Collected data
────────────────

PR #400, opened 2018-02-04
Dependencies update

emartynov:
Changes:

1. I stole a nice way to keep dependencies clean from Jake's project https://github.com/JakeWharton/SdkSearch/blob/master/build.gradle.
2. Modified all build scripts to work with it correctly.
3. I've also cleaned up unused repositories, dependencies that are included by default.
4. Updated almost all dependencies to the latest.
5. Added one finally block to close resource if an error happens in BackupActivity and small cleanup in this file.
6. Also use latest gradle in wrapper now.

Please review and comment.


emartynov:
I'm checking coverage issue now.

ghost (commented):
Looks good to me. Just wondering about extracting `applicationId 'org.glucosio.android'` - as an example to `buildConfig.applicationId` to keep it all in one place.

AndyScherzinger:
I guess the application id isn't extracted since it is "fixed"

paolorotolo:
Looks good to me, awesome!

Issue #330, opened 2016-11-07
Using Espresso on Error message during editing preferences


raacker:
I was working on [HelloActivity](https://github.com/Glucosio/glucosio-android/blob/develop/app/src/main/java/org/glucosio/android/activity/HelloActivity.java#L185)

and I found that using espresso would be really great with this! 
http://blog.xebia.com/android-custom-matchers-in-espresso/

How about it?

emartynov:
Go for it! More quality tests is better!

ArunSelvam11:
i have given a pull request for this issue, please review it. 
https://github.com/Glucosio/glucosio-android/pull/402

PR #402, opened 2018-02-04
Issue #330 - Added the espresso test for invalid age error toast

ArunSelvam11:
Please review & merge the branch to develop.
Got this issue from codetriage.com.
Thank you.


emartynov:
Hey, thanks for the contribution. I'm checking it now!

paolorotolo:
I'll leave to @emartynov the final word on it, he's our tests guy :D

────────────────

INSTRUCTIONS TO FOLLOW: The answer consists only of the lines from the one containing "I was working" to the end of the records, each written out exactly.

WRITTEN SOLUTION:
I was working on [HelloActivity](https://github.com/Glucosio/glucosio-android/blob/develop/app/src/main/java/org/glucosio/android/activity/HelloActivity.java#L185)

and I found that using espresso would be really great with this! 
http://blog.xebia.com/android-custom-matchers-in-espresso/

How about it?

emartynov:
Go for it! More quality tests is better!

ArunSelvam11:
i have given a pull request for this issue, please review it. 
https://github.com/Glucosio/glucosio-android/pull/402

PR #402, opened 2018-02-04
Issue #330 - Added the espresso test for invalid age error toast

ArunSelvam11:
Please review & merge the branch to develop.
Got this issue from codetriage.com.
Thank you.


emartynov:
Hey, thanks for the contribution. I'm checking it now!

paolorotolo:
I'll leave to @emartynov the final word on it, he's our tests guy :D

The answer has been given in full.